WHAT TO PRODUCE – If a line in the data holds the string "packages", list it.

Saved data entries
====

Issue #3490, opened 2026-08-29
CLI --where filter tests only the first same-named property/quantity set


louistrue:
`applyWhereFilter` tests only the first same-named property/quantity set, so `--where` excludes entities that satisfy the predicate in a later set.

Found by a CodeRabbit run on #3468, which converts the CLI's first-match `find` calls onto a shared `findPropertyInSets` / `findQuantityInSets` helper.

`packages/cli/src/commands/query.ts:80` (and `:88` for quantities):

```ts
const prop = findPropertyInSets(props, parsed.psetName, parsed.propName);
if (prop) {
  if (parsed.operator === 'exists') return true;
  return compareValues(prop.value, parsed.operator, parsed.value);
}
```

The helper returns the **first** member it finds across same-named sets, and `compareValues` then tests that one value. So with two `Pset_WallCommon` sets on one wall — the first carrying `FireRating = 'REI30'`, the second `FireRating = 'REI60'` — `--where Pset_WallCommon.FireRating=REI60` excludes the wall, even though it genuinely has that value.

## Why the shared helper is right for export and wrong here

The two call sites want different things from the same lookup:

- **Export** emits one cell, so picking a member is correct. First-match is a defensible choice.
- **Filter** evaluates a predicate over the entity, so it should be satisfied if **any** same-named set matches.

Collapsing both onto one first-match helper makes the export case right and freezes the filter case wrong. That is the reuse-moves-the-blast-radius shape: a lookup that was safe for one caller inherits a second caller with different semantics.

## Pre-existing

The filter did its own first-match `find` before #3468, so this is not introduced there — it is preserved. Recording it separately so #3468 does not have to grow a filter-semantics change.

## Fix

Add an all-matches variant (`findAllPropertiesInSets` / `findAllQuantitiesInSets`) and have `applyWhereFilter` accept when any member satisfies the operator. `exists` is already correct either way.

Regression to add: both same-named sets carry the requested member with different values, and the `--where` names the one in the later set. That case passes today for the wrong reason (it fails), and would fail loudly against a first-match implementation once written.

Note the same file's `Also applies to: 88` — the quantity branch has the identical shape.

PR #4776, opened 2026-09-14
fix(query,cli,mcp): collapse the two matchesPropertyFilter copies into one

### LINKED ISSUE #4775: packages/cli and packages/mcp carried two identical copies of matchesPropertyFilter
## What

`packages/cli/src/property-filter-match.ts` and `packages/mcp/src/property-filter-match.ts` were functional twins: identical `matchesPropertyFilter` implementations, differing only in their doc comments. Nothing enforced that they stayed in sync — a change to one had no mechanism forcing the same change onto the other.

Diffing the two files on `upstream/main` showed a 12-line diff, all of it comments; the function bodies were byte-identical.

Compounding this, one of the comments made a claim the code did not back up:

> `// ... so this can't drift from their boolean-normalization/case-insensitive -contains semantics.`

There was no shared module and no test comparing the two files, so nothing actually prevented drift.

This is a recurring shape in this repo: a rule implemented twice, with only one copy (or neither) guarded against the other drifting. The same pattern produced a geometry-count divergence between the spatial tree and By Class (#4761), a TS/Rust relationship drop (#4773), and a tree-bucketing gap (#4765).

## Fix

====

YOUR SOLUTION –
`packages/cli/src/commands/query.ts:80` (and `:88` for quantities):
### LINKED ISSUE #4775: packages/cli and packages/mcp carried two identical copies of matchesPropertyFilter
`packages/cli/src/property-filter-match.ts` and `packages/mcp/src/property-filter-match.ts` were functional twins: identical `matchesPropertyFilter` implementations, differing only in their doc comments. Nothing enforced that they stayed in sync — a change to one had no mechanism forcing the same change onto the other.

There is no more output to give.